1.1.5.1 Magnetostatic energy

Now we will provide the expression for the contribution of magnetostatic interactions to the free energy of the system. The derivation of such expression is quite straightforward if one assumes that the energy density [14] of magnetostatic field is given by:

$$U_ =\int_{\Omega_\infty} \frac{1}{2} \mu_0{\mathbf{H}_\text{m}}^2 dV \quad,$$ (1.47)
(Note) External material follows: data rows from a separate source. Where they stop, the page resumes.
PR #4955, opened 2021-12-13
refactor docs index page

Gyekye:


Rall3n:
I don't see a valid reason to accept these changes and would opt to reject this PR.

Any thoughts @ebenow @Methuselah96 @JedWatson @bladey?

Issue #4962, opened 2021-12-18
@types/react interferes with preact types


weedz:
I noticed this package uses `@types/react-transition-group` as a regular dependency which in turn depends on `@types/react`. `@types/react` interferes with the JSX types from preact so we get warnings like:
```
'MenuLink' cannot be used as a JSX component.
  Its instance type 'Component<IMenuLink, {}>' is not a valid JSX element.ts(2786)
```

Are there any problems with moving `@types/react-transition-group` into devDependencies? This seems to fix our issue.

PR #4972, opened 2021-12-29
Dependancies update

uzikilon:
This PR is a suggestion to move `emotion` to `"peerDependencies"`   avoid conflict with apps running other version of `emotion`


weedz:
This will also close https://github.com/JedWatson/react-select/issues/4962 as it moves `@types/react-transition-group` to devDependencies :+1:

kauffmanes:
There's a bug in emotion that caused `useInsertionEffect` to be referenced directly in the specifiers list of the import statement. I was going to open a bug to update the version of emotion but I think this issue would take care of that problem as well?

https://github.com/emotion-js/emotion/issues/2649
https://github.com/emotion-js/emotion/pull/2651
https://stackoverflow.com/questions/71185635/material-ui-export-useinsertioneffect-imported-as-useinsertioneffect1-was

lukebennett88 (dismissed):

.changeset/fair-vans-guess.md
```diff
@@ -0,0 +1,5 @@
+---
+'react-select': patch
+---
+
+Move emotion packages and types for react-transition-group to peerDependencies
```
nderkim, line 5: Is it still `patch` if a dependency has been moved to peerDependencies?

lukebennett88: Code that ships to the user has been changed, but it doesn't add any new functionality (minor) or change the existing API (major), so I'd consider it a patch (unless I'm missing something?)

nderkim: They might not already have `emotion` explicitly added as a dependency in their application, so wouldn't it be a potentially breaking change?

lukebennett88: Thats a good point. 
I think it varies by package manager, so it _might_ technically be a breaking change. I'll try to find someone who can give us a definitive answer.

lukebennett88:
Thanks so much for your PR @uzikilon.
Unfortunately this _is_ a breaking change so we can't merge it until we're ready to do another major release.

sorenhoyer:
In my opinion runtime css-in-js is the real problem here. Many have already started using zero-runtime css-in-js such as Linaria, and tbh I don't think the consumer who opted out of these messy libraries (emotion, styled-components etc.) should pay the price by having such a library installed and included in their code neither implicit nor explicitly,

So instead of asking the question whether it should be a peer- or normal dependency, perhaps there should be a PR for migrating away from using runtime css-in-js in the first place?

Methuselah96:
See https://github.com/JedWatson/react-select/issues/5451.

where $\Omega_\infty$ is the whole space. In fact, by expressing the magnetostatic field as

$${\mathbf{H}_\text{m}}=\frac{\textbf{B}_\text{m}}{\mu_0}-\textbf{M}\quad,$$ (1.48)

Eq. (1.47) becomes:

$$U_ =\int_{\Omega_\infty} \frac{1}{2} \mu_0{\mathbf{H}_\text{m}}\cdot \left(\frac{\textbf{B}_\text{m}}{\mu_0}-\textbf{M}\right) dV \quad.$$ (1.49)
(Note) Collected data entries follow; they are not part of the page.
PR #4992, opened 2022-01-13
Added aria-autocomplete prop to select input

abhijeetranmale7:
### How it was:
There is no prop available for react select to change aria-autocomplete attribute like we can change aria-label.
The value for aria-autocomplete is set to "list" and is unable to change through props.
Refer the following url to the line of code.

The first term in Eq. (1.49) vanishes owing to the integral orthogonality of the solenoidal field $\textbf{B}_$m and the conservative field ${\mathbf{H}_\text{m}}$ over the whole space [14]. The remaining part, remembering that $\textbf{M}$ is nonzero only within the region $\Omega$, is the magnetostatic free energy:

$$F_ =-\int_{\Omega} \frac{1}{2} \mu_0\textbf{M}\cdot{\mathbf{H}_\text{m}} dV \quad.$$ (1.50)

We observe that magnetostatic energy expresses a nonlocal interaction, since the magnetostatic field functionally depends, through the boundary value problem (1.45), on the whole magnetization vector field, as we anticipated in the beginning of the section. The latter equation has the physical meaning of an interaction energy of an assigned continuous magnetic moments distribution, namely it can be obtained by computing the work, made against the magnetic field generated by the continuous distribution, to bring an elementary magnetic moment $\mu_0\textbf{M} dV$ from infinity to its actual position within the distribution [15]. Discussion on the choice of the magnetostatic field energy density can be found in Ref. [14] and references therein.